Under the Hood of Evaluation

This page explains how the validator evaluates miner submissions end-to-end — from receiving an uploaded checkpoint to writing a weight to the blockchain.

Raw Score Evaluation

Every miner submission is evaluated by calculating the absolute validation loss $L(\Phi^{(t)} + \Delta_i)$ :

Where:

$L(\Phi^{(t)} + \Delta_i)$ — the loss of the model after applying miner i's expert weight update on the held-out validation set.
$\Phi^{(t)}$ — the current global model checkpoint that was served to miners at the start of this cycle.
$\Delta_i$ — miner i's expert update payload.

Miners are ranked based on this raw validation loss over the evaluation set.

How evaluator.py Works: Step by Step

Miners directly upload their checkpoints to the validator's FastAPI HTTP server (POST /submit-checkpoint). When the submission phase closes, run.py gathers all successful, validated miner checkpoint files from disk for evaluation.

2. Load the Baseline

The validator ensures the baseline model $\Phi^{(t)}$ is available in CPU memory as a template for evaluating miner shards.

3. Evaluate the Miner's Checkpoint (Asynchronously)

The validator enqueues all received miner checkpoints to be processed by asynchronous evaluator_worker tasks. For each miner:

Load Checkpoint: The validator creates a deep copy of the baseline model $\Phi^{(t)}$ and loads the miner's state dict into the expert group variables (load_model_from_path).
Setup Dataloader: Creates a validation dataloader uniquely seeded by a combined validator seed to prevent miners from guessing the validation sequence.
Run Evaluation: Calculates the cross-entropy loss (evaluate_model(..., max_eval_batches=50)) via fp16 inference.
Record Score: The raw loss value is passed directly to the MinerScoreAggregator.

4. Compute Final Subnet Weights

The raw loss values are maintained across epochs in the MinerScoreAggregator.
The validator retrieves the averaged historical scores for each UID.
The smoothed scores are filtered. Only the top models according to evaluating loss are selected, and the scores are distributed back to the chain via subtensor.set_weights().

MinerScoreAggregator

MinerScoreAggregator maintains a per-miner score history across cycles in a unified state.

Rolling Averages/EMA: Instead of a single static calculation, the aggregator maintains an array of (timestamp, score) tuples.
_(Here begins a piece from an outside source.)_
PR #1763, opened 2019-06-10
Include `next_page` and `prev_page` metadata on search

sgrif:
As discussed in the May 30th team meeting
(https://discordapp.com/channels/442252698964721669/448525639469891595/583749739166695444),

During weight setting and gradient aggregation, the validator relies on pulling aggregated metric sets—usually an avg or ema (Exponential Moving Average) metric over the active sliding window of the miner's history.

Hotkey rotation detection: If a new hotkey begins submitting for a UID that previously had a different hotkey, the aggregator detects this rotation event and instantly resets the score history for that UID. This ensures a miner cannot build up a score history under one hotkey and then anonymously transfer/sell it to another.

The Alignment Principle

Validators deliberately evaluate on the same distribution miners train on. This is not a limitation — it is a design decision.

If validators evaluated on a separate public benchmark, miners would quickly discover and optimize for that benchmark specifically (Goodhart's Law). The evaluation mechanism resists this: the only way to score well is to genuinely improve the global model over real domain data.

flowchart LR
    Queue["Miner Job Queue<br/>(From Valid Submissions)"]
    Aggregator[("MinerScoreAggregator<br/>(Time-Series History)")]

    subgraph AsyncEvaluator ["evaluator_worker (Async Task)"]
        direction TB
        LoadModel["load_model_from_path()<br/>Merge minor checkpoint into base model Φ⁽ᵗ⁾"]
        SetupData["get_dataloader()<br/>Initialize seeded validation dataset"]
        RunEval["evaluate_model()<br/>Calculate fp16 cross-entropy loss"]
        Score["aggregator.add_score()<br/>Push raw 'val_loss' for UID/Hotkey"]

        LoadModel --> SetupData --> RunEval --> Score
    end

    Queue -->|Pulls Miner Job| LoadModel
    Score --> |Stores Score| Aggregator

Figure: The evaluator.py pipeline. For each miner submission: load miner subset → evaluate full model → record loss → pass to MinerScoreAggregator.

Why Evaluated Loss?

Cross-entropy loss (and its exponential equivalent, perplexity) is used as the evaluation metric because:

It is a standard, interpretable measure of language model quality.
It is consistent across cycles and across different miners.
It is robust to specific data domains and tokenization.

A model with a lower evaluation loss on domain data has genuinely learned domain-specific patterns — it is practically impossible to fake this progression without real training.